__Exercise details__
For the listing below, return the line containing "PR #2432, opened 2019-03-07", the line containing "request in IT.", and all lines in between, exactly as written and nothing else.

__Input records__
--*--

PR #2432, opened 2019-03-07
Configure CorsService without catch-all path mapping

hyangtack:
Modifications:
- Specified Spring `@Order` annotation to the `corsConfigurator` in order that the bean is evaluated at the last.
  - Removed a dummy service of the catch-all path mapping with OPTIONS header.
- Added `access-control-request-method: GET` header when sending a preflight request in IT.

--*--

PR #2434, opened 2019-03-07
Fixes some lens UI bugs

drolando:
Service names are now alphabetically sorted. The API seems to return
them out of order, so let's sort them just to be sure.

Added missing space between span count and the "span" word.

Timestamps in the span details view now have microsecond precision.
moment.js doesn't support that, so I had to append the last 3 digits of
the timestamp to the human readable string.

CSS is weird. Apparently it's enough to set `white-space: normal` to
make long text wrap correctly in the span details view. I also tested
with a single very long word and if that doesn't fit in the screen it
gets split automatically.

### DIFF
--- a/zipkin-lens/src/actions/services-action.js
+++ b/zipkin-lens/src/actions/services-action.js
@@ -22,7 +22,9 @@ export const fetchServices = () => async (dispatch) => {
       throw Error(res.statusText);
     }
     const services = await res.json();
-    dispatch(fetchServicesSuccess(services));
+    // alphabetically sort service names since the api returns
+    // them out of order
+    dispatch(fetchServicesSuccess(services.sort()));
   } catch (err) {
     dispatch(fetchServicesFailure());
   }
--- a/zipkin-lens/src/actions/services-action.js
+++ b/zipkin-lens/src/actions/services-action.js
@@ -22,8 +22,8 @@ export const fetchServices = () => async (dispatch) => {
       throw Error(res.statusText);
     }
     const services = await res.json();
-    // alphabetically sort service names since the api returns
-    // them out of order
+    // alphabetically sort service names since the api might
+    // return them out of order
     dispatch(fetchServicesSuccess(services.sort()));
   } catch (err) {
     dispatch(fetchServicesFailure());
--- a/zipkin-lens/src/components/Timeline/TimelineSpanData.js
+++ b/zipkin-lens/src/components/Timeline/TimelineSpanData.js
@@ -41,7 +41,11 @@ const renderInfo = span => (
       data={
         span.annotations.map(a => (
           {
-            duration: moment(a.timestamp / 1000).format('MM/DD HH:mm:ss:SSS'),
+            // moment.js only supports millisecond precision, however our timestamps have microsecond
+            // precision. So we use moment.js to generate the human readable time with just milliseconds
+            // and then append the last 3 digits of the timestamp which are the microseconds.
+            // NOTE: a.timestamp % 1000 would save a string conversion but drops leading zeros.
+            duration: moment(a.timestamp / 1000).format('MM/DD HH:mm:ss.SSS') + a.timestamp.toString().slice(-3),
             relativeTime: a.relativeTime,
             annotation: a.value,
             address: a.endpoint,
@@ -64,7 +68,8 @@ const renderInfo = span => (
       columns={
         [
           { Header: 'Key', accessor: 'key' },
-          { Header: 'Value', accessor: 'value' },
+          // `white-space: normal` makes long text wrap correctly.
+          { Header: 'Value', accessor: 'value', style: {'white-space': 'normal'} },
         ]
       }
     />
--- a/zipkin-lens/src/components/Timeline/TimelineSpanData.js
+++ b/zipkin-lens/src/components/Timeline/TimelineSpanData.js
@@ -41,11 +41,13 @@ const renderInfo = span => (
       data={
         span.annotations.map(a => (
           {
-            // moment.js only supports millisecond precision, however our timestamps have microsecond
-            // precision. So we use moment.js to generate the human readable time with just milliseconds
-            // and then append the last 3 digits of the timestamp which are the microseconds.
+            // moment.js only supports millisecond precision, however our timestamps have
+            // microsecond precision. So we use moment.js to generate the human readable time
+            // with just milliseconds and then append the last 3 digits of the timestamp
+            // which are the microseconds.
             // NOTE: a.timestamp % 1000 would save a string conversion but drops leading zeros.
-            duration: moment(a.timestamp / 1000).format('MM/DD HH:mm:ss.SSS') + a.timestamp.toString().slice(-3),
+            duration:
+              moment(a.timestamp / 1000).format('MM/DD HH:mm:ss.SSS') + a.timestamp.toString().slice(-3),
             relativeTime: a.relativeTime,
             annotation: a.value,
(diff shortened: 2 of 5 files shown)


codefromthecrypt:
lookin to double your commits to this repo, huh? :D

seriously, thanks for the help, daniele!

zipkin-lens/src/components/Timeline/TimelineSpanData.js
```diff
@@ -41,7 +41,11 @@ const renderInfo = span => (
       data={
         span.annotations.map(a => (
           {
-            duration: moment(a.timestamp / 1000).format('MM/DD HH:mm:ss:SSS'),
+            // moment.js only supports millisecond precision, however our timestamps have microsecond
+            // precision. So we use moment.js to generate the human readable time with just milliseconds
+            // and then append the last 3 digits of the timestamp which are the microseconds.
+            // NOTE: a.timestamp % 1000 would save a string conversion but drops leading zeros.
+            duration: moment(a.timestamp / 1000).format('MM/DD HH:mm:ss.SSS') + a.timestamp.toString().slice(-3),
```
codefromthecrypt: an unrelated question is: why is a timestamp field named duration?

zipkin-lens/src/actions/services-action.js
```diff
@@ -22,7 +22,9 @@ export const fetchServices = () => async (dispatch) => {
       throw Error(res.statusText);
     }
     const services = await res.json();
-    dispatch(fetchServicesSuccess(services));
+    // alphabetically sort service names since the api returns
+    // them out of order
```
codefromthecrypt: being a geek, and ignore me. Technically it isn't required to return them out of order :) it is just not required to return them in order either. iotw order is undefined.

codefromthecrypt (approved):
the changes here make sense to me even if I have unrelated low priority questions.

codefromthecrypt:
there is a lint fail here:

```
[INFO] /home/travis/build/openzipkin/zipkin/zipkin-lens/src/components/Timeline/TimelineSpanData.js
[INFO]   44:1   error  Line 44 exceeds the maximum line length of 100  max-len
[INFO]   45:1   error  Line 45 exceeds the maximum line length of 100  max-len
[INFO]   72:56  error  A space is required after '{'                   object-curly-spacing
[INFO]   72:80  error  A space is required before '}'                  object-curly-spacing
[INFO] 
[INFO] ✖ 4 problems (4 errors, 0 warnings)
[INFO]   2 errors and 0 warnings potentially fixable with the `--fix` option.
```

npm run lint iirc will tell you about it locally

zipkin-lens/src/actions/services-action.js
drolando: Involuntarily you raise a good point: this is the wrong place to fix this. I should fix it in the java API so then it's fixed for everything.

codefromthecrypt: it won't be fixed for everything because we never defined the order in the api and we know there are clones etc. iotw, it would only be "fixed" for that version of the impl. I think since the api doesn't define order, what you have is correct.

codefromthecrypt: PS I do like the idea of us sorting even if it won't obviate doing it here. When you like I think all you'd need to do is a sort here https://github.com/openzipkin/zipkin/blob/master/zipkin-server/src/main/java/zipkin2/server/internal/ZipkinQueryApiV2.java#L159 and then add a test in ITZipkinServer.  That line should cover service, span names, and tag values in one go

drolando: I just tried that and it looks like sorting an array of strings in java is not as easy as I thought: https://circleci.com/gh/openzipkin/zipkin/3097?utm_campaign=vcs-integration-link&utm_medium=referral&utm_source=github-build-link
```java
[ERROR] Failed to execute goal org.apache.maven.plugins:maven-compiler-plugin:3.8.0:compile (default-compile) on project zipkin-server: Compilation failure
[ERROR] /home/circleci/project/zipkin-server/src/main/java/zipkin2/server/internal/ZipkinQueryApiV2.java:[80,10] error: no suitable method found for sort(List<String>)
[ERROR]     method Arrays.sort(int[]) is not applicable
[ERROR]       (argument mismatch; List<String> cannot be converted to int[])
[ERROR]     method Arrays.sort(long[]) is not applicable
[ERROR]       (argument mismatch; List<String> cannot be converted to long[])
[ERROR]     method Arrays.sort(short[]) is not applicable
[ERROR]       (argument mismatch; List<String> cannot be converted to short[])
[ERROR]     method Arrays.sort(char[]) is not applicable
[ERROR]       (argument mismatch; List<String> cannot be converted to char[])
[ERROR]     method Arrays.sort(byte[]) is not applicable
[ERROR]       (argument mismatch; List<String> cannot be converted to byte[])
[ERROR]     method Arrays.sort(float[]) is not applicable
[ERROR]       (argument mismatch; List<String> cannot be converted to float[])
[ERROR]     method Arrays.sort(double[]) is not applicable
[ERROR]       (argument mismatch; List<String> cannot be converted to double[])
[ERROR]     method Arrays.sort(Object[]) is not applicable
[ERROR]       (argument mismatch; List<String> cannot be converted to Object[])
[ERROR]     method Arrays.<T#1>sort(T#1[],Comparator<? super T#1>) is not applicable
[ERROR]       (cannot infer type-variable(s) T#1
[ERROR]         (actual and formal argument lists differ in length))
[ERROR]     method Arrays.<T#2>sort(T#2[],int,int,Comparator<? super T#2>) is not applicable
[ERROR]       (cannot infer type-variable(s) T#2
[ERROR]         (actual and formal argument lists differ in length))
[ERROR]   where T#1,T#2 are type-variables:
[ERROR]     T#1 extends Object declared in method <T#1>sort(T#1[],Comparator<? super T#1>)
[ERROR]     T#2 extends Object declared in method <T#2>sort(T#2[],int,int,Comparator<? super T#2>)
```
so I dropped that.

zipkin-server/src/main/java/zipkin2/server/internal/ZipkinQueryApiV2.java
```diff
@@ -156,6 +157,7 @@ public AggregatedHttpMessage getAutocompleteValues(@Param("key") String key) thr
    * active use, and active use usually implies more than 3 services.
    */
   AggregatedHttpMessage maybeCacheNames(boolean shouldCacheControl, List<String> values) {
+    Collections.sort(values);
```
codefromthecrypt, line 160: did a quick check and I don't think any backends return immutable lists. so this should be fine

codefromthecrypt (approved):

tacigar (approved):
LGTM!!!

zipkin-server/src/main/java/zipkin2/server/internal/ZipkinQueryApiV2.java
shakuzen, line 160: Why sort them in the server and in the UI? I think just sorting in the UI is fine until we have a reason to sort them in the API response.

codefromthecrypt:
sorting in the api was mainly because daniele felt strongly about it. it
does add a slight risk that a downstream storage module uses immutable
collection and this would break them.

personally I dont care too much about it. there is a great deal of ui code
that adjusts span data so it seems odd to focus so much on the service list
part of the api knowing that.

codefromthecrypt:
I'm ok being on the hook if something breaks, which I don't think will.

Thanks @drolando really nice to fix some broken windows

--*--

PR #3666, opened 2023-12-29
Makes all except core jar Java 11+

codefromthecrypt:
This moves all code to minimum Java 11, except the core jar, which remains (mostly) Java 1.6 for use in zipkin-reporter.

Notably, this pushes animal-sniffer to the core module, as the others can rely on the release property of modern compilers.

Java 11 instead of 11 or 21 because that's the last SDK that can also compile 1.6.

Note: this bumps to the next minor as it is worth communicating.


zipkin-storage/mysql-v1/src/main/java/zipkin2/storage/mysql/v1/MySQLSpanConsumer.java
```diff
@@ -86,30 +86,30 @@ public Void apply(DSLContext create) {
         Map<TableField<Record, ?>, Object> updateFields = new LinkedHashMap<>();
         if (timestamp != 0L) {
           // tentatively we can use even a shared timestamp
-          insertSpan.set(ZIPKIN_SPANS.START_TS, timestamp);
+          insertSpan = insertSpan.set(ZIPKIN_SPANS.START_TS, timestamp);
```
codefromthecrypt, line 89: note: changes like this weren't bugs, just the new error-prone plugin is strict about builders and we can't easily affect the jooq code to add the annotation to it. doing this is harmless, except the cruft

--*--

__Answer for this exercise__
PR #2432, opened 2019-03-07
Configure CorsService without catch-all path mapping

hyangtack:
Modifications:
- Specified Spring `@Order` annotation to the `corsConfigurator` in order that the bean is evaluated at the last.
  - Removed a dummy service of the catch-all path mapping with OPTIONS header.
- Added `access-control-request-method: GET` header when sending a preflight request in IT.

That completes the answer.